If we modify the gradient descent update for a convex objective function $f(\boldsymbol{\theta})$ from $\boldsymbol{\theta}_{t+1} = \boldsymbol{\theta}_t - \nabla f(\boldsymbol{\theta}_t)$ to $\boldsymbol{\theta}_{t+1} = \boldsymbol{\theta}_t - g(\nabla f(\boldsymbol{\theta}_t))$, namely we transform the gradient by a function $g$, how should we choose a $g$ so that the convergence rate is faster than the original gradient descent?

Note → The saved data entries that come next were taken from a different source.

PR #5393, opened 2025-11-03
Introduce pytests for `VBuild`

falkoschindler:
### Motivation

Improvements to `VBuild` like PR #5257 are dangerous because the implementation is currently untested.

### Implementation

This PR adds six simple test cases to verify the core functionality of the Vue parser. A helper function `check` allows to write tests with almost no overhead, allowing to focus on the SFC input and the HTML/CSS/JS output.

A few minor changes in vbuild.py (whitespace only) ensures a clean test result.

### Progress

### DIFF
--- a/tests/test_vbuild.py
+++ b/tests/test_vbuild.py
@@ -7,14 +7,14 @@ from nicegui.elements.markdown import remove_indentation
 from nicegui.vbuild import VBuild
 
 
-def check(text: str, html: str, style: str, script: str) -> None:
+def check(text: str, *, html: str, css: str, js: str) -> None:
     with tempfile.TemporaryDirectory() as tmp_dir:
         temp_file = Path(tmp_dir) / 'TEST.vue'
         temp_file.write_text(remove_indentation(text), encoding='utf-8')
         vbuild = VBuild(temp_file)
         assert remove_indentation(vbuild.html).strip() == remove_indentation(html).strip()
-        assert remove_indentation(vbuild.style).strip() == remove_indentation(style).strip()
-        assert remove_indentation(vbuild.script).strip() == remove_indentation(script).strip()
+        assert remove_indentation(vbuild.style).strip() == remove_indentation(css).strip()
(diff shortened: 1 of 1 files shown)


nicegui/vbuild.py
```diff
@@ -15,8 +15,8 @@ def __init__(self, filepath: Path) -> None:
             raise ValueError(f'{filepath} has no template')
 
         name = filepath.stem.replace('/', '-').replace('\\', '-').replace(':', '-').replace('.', '-')
-        html = re.sub(r'^<([\w-]+)', rf'<\1 data-{name}', parser.html)
-        self.html = f'<script type="text/x-template" id="tpl-{name}">{html}</script>'
+        html = re.sub(r'^<([\w-]+)', rf'<\1 data-"{name}"', parser.html)
```
evnchn: Not too sure why this change. I don't think it helps with testing (we are using `==` anyways)

Though to be honest, I didn't fully understand the line before nor after the change. I'm more like if it ain't broke don't fix it.

tests/test_vbuild.py
```diff
@@ -0,0 +1,126 @@
+import tempfile
+from pathlib import Path
+
+import pytest
+
+from nicegui.elements.markdown import remove_indentation
+from nicegui.vbuild import VBuild
+
+
+def check(text: str, html: str, style: str, script: str) -> None:
```
evnchn: I had to look at this line quite often to remind myself of the calling order. Should we make these keyword-only instead of allow positional?

nicegui/vbuild.py
falkoschindler: That was a mistake. Tests failed. I misread it as `<... data={name}>` and wanted to turn it into `<... data="{name}">`. But it doesn't make sense for `<... data-{name}>`.

tests/test_vbuild.py
falkoschindler: Yes, maybe this is too much minimalism.
Actually, we could call them `html`, `css` and `js`. This is shorter and a bit more precise.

More specifically, by running $\boldsymbol{\theta}_{t+1} = \boldsymbol{\theta}_t - g(\nabla f(\boldsymbol{\theta}_t))$ we are indeed optimizing another surrogate function $\tilde{f}$ whose gradient is $g(\nabla f(\boldsymbol{\theta}_t))$, and we need $g(\boldsymbol{0})=\boldsymbol{0}$ so that $f$ and $\tilde{f}$ have the same minimum. We also need $g$ to be a non-decreasing function so that $\tilde{f}$ is still convex. But other than that, how should we choose a proper $g$ so that by optimizing $\tilde{f}$ we reach the optimum faster than optimizing $f$? Shall we choose a $g$ so that $\tilde{f}$ has a smaller Lipschitz constant $L$ and larger strongly-convex constant $\mu$ (since these two quantities determines the convergence rate of gradient descent)?
Thanks!
I believe that preconditioning already gives such function $g$. In this case $g$ is simply multiplication by a matrix. But I don't know of any known acceleration method with non-linear $g$.
I assume that you mean that $g$ does not change as the iterations progress. That is, the function $g$ is the same for all iterates. Otherwise, Newton's method is an example for such a method that substantially accelerates convergence.